This is approximately as reasonable as declaring that a crossbow is more
dangerous than a gun because it fires a heavier projectile. How large are the
particles? What's their expected lifetime in the atmosphere? What proportion
are smaller than 10 micron? 2.5 micron?

------
thesilversurfer
Considering a mazda with tyre size of 215/45 R18 with 1/4inch useable tread
depth, that lasts 30K miles:

The mm^3 of rubber lost over lifetime (circumference * how wide the tire is *
tyre tread depth) is approximately 2375922.431

Considering density of rubber at 650kg/m3, the weight lost over 30,000 miles
is 1.54kg, which equates to 31mg/km and nowhere near 5g/km as claimed in the
article. What am I missing?

------
ip26
Testing only a brand new tire seems like a serious limitation. What if, for
example, tires shed particles in a bathtub curve, or exponential decay?

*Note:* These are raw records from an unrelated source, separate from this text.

PR #4637, opened 2024-12-11
Meat and nutriment should no longer cause organ damage on ingestion.

### LINKED ISSUE #4588: Eating food causes liver damage
#### Description of issue

Eating food seems to cause minor liver damage. 

No liver damage is expected. Liver damage right now.

#### Steps to reproduce
Eat food
I specifically have gotten it as neo avian with cybernetic organs eating an energy bar twice, and once other with chocolate cake.

Liver
Energy Bar

Since the update that altered a lot of sprites a few weeks ago, sooo 11/1/24 or so.

Client Version: 515
Server Revision: db8bd2dc81b2282378fb43076f5089a91f23cfe7 - dev - 2024-11-29
Game ID: cwV-dMe8

#### Issue bingo

MistakeNot4892:
Fixes #4588

### DIFF
--- a/code/modules/reagents/chems/chems_drinks.dm
+++ b/code/modules/reagents/chems/chems_drinks.dm
@@ -9,6 +9,7 @@
 	nutriment_factor = 0
 	hydration_factor = 6
 	affect_blood_on_ingest = FALSE
+	affect_blood_on_inhale = FALSE
 
 	var/adj_dizzy = 0 // Per tick
 	var/adj_drowsy = 0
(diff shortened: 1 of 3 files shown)


code/modules/reagents/chems/chems_drinks.dm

I find myself slightly suspicious they knew a new tire to shed the most and
were going for that shocking headline.

------
0ldblu3
So to visualize this I'm thinking of a rectangle 2.5 feet long, 8 inches wide,
and a half-inch thick times 4. That is what comes off my tires every 5 years
so that I have to replace them. Every set of tires sold is to replace that.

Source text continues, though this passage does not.